Requirement: Repeat, exactly as written, the lines of the records below from the first through the line with "PR #82, opened 2018-06-16", but none past it.

┌──

PR #77, opened 2018-06-15
Fixed typo with `:joined_at` field in Guild struct

skippi:
* Issue was that the `:joined_at` documentation was incorrectly stating that this field returned the guild's creation date.
* It's now been corrected to say that `:joined_at` is the bot user's join date for that guild.


skippi:
Ready for review.

Kraigie:
Thanks!

PR #78, opened 2018-06-16
Updated Travis to use Elixir 1.6.5

skippi:
* Fixes some formatting errors that are important for our travis builds.


Kraigie:
Thanks!

PR #82, opened 2018-06-16
Move avatar CDN URLs to constants.ex

### LINKED ISSUE #81: Move cdn urls to constants file
The CDN URLs [here](https://github.com/Kraigie/nostrum/blob/master/lib/nostrum/struct/user.ex#L124) and [here](https://github.com/Kraigie/nostrum/blob/master/lib/nostrum/struct/user.ex#L128) should be moved to the [constants folder](https://github.com/Kraigie/nostrum/blob/master/lib/nostrum/constants.ex).

JoeBanks13:
Implements 3 new functions to `lib/nostrum/constants.ex`:
```elixir
iex(4)> Nostrum.Constants.cdn_url
"https://cdn.discordapp.com"
iex(5)> Nostrum.Constants.cdn_avatar "1", "2", "3"
"/avatars/1/2.3"
iex(6)> Nostrum.Constants.cdn_embed_avatar "0"    
"/embed/avatars/0.png"
```

Closes #81

### DIFF
--- a/lib/nostrum/constants.ex
+++ b/lib/nostrum/constants.ex
@@ -3,6 +3,7 @@ defmodule Nostrum.Constants do
 
   # REFERENCE: https://gist.github.com/SinisterRectus/9518f3e7d0d1ccb4335b2a0d389c30b0
   def base_url, do: Application.get_env(:nostrum, :api_url, "https://discordapp.com/api/v6")
+  def cdn_url, do: Application.get_env(:nostrum, :cdn_url, "https://cdn.discordapp.com")
   def gateway, do: "/gateway"
   def gateway_bot, do: "/gateway/bot"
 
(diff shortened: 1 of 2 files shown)


lib/nostrum/constants.ex
```diff
@@ -3,6 +3,7 @@ defmodule Nostrum.Constants do
 
   # REFERENCE: https://gist.github.com/SinisterRectus/9518f3e7d0d1ccb4335b2a0d389c30b0
   def base_url, do: Application.get_env(:nostrum, :api_url, "https://discordapp.com/api/v6")
+  def cdn_url, do: Application.get_env(:nostrum, :cdn_url, "https://cdn.discordapp.com")
```
Kraigie: Can you change this function and the `base_url` one above it to just be a constant? Basically, just remove the `get_env` call since they're not needed anymore.

lib/nostrum/struct/user.ex
```diff
@@ -23,7 +23,9 @@ defmodule Nostrum.Struct.User do
   """
 
   alias Nostrum.Struct.Snowflake
-  alias Nostrum.Util
+  alias Nostrum.{Util, Constants}
+
+  use HTTPoison.Base
```
Kraigie: Why do we need this here?

lib/nostrum/constants.ex
JoeBanks13: Changed in 8e1b772

lib/nostrum/struct/user.ex
JoeBanks13: I... don't know. Removed in 4c2b2c5

JoeBanks13:
Reviews addressed.

PR #88, opened 2018-06-26
Allow more than 100 messages in bulk delete

jchristgit:
Previously `Api.bulk_delete_messages/3` would error (from the Discord API) when given more than 100 messages at once. With this PR, the message list will be chunked into blocks of 100 and sent off to the API chunk by chunk.

### DIFF
--- a/lib/nostrum/api.ex
+++ b/lib/nostrum/api.ex
@@ -741,7 +741,7 @@ defmodule Nostrum.Api do
   def bulk_delete_messages(channel_id, messages, filter \\ true)
 
   def bulk_delete_messages(channel_id, messages, false),
-    do: request(:post, Constants.channel_bulk_delete(channel_id), %{messages: messages})
+    do: send_chunked_delete(channel_id, messages)
 
   def bulk_delete_messages(channel_id, messages, true) do
     filtered_messages =
@@ -749,7 +749,24 @@ defmodule Nostrum.Api do
         (message_id >>> 22) + 1_420_070_400_000 > Util.now() - 14 * 24 * 60 * 60 * 1000
       end)
 
-    request(:post, Constants.channel_bulk_delete(channel_id), %{messages: filtered_messages})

└──

Answer space:
PR #77, opened 2018-06-15
Fixed typo with `:joined_at` field in Guild struct

skippi:
* Issue was that the `:joined_at` documentation was incorrectly stating that this field returned the guild's creation date.
* It's now been corrected to say that `:joined_at` is the bot user's join date for that guild.


skippi:
Ready for review.

Kraigie:
Thanks!

PR #78, opened 2018-06-16
Updated Travis to use Elixir 1.6.5

skippi:
* Fixes some formatting errors that are important for our travis builds.


Kraigie:
Thanks!

PR #82, opened 2018-06-16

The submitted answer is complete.